Die Verbraucher starten optimistisch ins Jahr 2018. Wie die Konsumklimastudie der GfK belegte, zogen die Konjunktur- und die Einkommenserwartung sowie die Anschaffungsneigung im Januar 2018 an. Für den Februar rechne man daher mit einem weiteren Zuwachs des Konsumklimas, hieß es. Die GfK prognostizierte einen Anstieg gegenüber Januar um 0,2 Zähler auf 11,0.

So legte die Konjunkturerwartung in diesem Januar zum dritten Mal in Folge zu und kletterte von 45,2 Punkten im Dezember 2017 auf 54,4 Punkte. Das sei, so die GfK, mit einem Plus von 9,2 Zählern der höchste Stand seit Februar 2011. Damals wurden 57,1 Punkte gemessen. Die Einkommenserwartung indes stieg im Januar 2018 mit einem Plus von 2,5 Zählern "vergleichsweise moderat" - der Indikator weist 56,8 Punkte auf. Und die Anschaffungsneigung kletterte im Vergleich zum Dezember 2017 um 3,3 Zähler auf 60,4 Punkte.

Auch 2017 kann nach den bislang vorliegenden Daten als ein “überaus gutes Jahr” für den privaten Verbrauch bezeichnet werden. So stiegen die realen privaten Konsumausgaben im vergangenen Jahr um zwei Prozent. Damit wurde die von der GfK Anfang 2017 vorgenommene Prognose von etwa 1,5 Prozent sogar noch übertroffen.
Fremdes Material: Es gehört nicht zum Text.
PR #928, opened 2023-01-20
resview.py: support saving animation as PNG sequence

rc:
Maybe also add --steps option to select which time steps to save?


vlukes (approved):
:+1:

Issue #879, opened 2022-10-04
Trouble installing SfePy on Python 3.10.7


SebfraOslo:
Hi,  

I am trying to install SfePy on Python 3.10.7 (with pip) but it doesn't work. It gives me the message error:
" ERROR: Failed building wheel for sfepy
Failed to build sfepy
ERROR: Could not build wheels for sfepy, which is required to install pyproject.toml-based projects"

Thank you
Sebastien

rc:
Hi Sebastien,

Thanks for the report.  The pip install is a new feature, so rough edges are to be expected. Could you run pip with `-v` option and paste the whole output here? What is your platform?

SebfraOslo:
Hi Robert,

Thanks for your reply. 
My Platform is a PC (Windows 10). When I type pip -v, it gives:
"Usage:
  C:\Users\sebas\AppData\Local\Microsoft\WindowsApps\PythonSoftwareFoundation.Python.3.10_qbz5n2kfra8p0\python.exe -m pip <command> [options]

Commands:
  install                     Install packages.
  download                    Download packages.
  uninstall                   Uninstall packages.
  freeze                      Output installed packages in requirements format.
  inspect                     Inspect the python environment.
  list                        List installed packages.
  show                        Show information about installed packages.
  check                       Verify installed packages have compatible dependencies.
  config                      Manage local and global configuration.
  search                      Search PyPI for packages.
  cache                       Inspect and manage pip's wheel cache.
  index                       Inspect information available from package indexes.
  wheel                       Build wheels from your requirements.
  hash                        Compute hashes of package archives.
  completion                  A helper command used for command completion.
  debug                       Show information useful for debugging.
  help                        Show help for commands.

General Options:
  -h, --help                  Show help.
  --debug                     Let unhandled exceptions propagate outside the main subroutine, instead of logging them to       
                              stderr.
  --isolated                  Run pip in an isolated mode, ignoring environment variables and user configuration.
  --require-virtualenv        Allow pip to only run in a virtual environment; exit with an error otherwise.
  -v, --verbose               Give more output. Option is additive, and can be used up to 3 times.
  -V, --version               Show version and exit.
  -q, --quiet                 Give less output. Option is additive, and can be used up to 3 times (corresponding to WARNING,   
                              ERROR, and CRITICAL logging levels).
  --log <path>                Path to a verbose appending log.
  --no-input                  Disable prompting for input.
[...]

PR #934, opened 2023-02-07
Fix build dependency for Python 3.9

yosefm:
As mentioned in: https://github.com/sfepy/sfepy/issues/879

Meshio has an undeclared dependency on NumPy >= 1.20 (due to use of NumPy typings). They use both a setup.cfg file and a pyproject.toml, one of which doesn't mention the version constraints, and the duplication results in wheels depending on numpy without version constraint.

SFEPy build requirements specify `oldest-supported-numpy`, which for Python 3.9 is 1.19.3. This means that when pip tries to build in an isolated environment, it installs 1.19.3 and then fails when importing meshio at setup.py run time. This hinders use of SFEPy in automeated enviroments such as CI or poetry, when using Python 3.9.

Even if meshio was fixed to specify the constraint in the wheels, it will not solve the problem, but move it to dependency resolution time.

My proposed fix: specify the requirement in SFEPy build dependencies.

Note that this is unrelated to the NumPy that is installed as *runtime* requirement for SFEPy - it's just the one chosen for the pip build environment.

### validation
By inserting a print of the numpy version in code that runs at setup.py time, and running in different conda environments having different Python versions, I get:

| Python | NumPy |
|---------|----------|
|     3.9   |    1.20.3 |
|     3.10 |    1.21.6 |

### DIFF
--- a/pyproject.toml
+++ b/pyproject.toml
@@ -7,7 +7,8 @@ requires = [
 
     "matplotlib",
     "meshio",
-    "oldest-supported-numpy",
+    "numpy==1.20.*; python_version <= '3.9'", # meshio undeclared constraint.
+    "oldest-supported-numpy; python_version > '3.9'",
     "pyparsing",
     "scipy",
     "tables",


rc:
Thanks! For clarification, what command do you use in the conda environments?

yosefm:
> Thanks! For clarification, what command do you use in the conda environments?

`pip install sfepy`

yosefm:
> Thanks! For clarification, what command do you use in the conda environments?

In some other project:
`pip install ../sfepy`
To use my local version of the source.

rc:
OK, thanks. Let us merge it!

PR #935, opened 2023-02-08
Update mirror regions

vlukes:
The final aim is to mirror different entities, e.g. surfece of volume (tdim=3) and volume (tdim=2).


vlukes:
Yes, it is finished for now. The continuation will be in the next PRs.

Deutsche Kauflaune erklimmt neues Hoch

Auch wenn die Zeichen für den Konsum auf Zuwachs stehen, so gibt es laut GfK durchaus einige Risikofaktoren, die den Aufwärtstrend bremsen könnten: die US-Handelspolitik, die zähen Brexit-Verhandlungen sowie die innerdeutschen Regierungsverhandlungen und deren Auswirkungen.

Den bis dato vorherrschenden positiven Trend stützen auch die Daten der amtlichen Statistik: So veröffentlichte das Statistische Bundesamt jüngst erste vorläufige Zahlen zum Bruttoinlandsprodukt für 2017. Demnach wuchs die deutsche Wirtschaft im vergangenen Jahr zum achten Mal in Folge. Das Plus beträgt 2,2 Prozent nach 1,9 Prozent im Jahr 2016.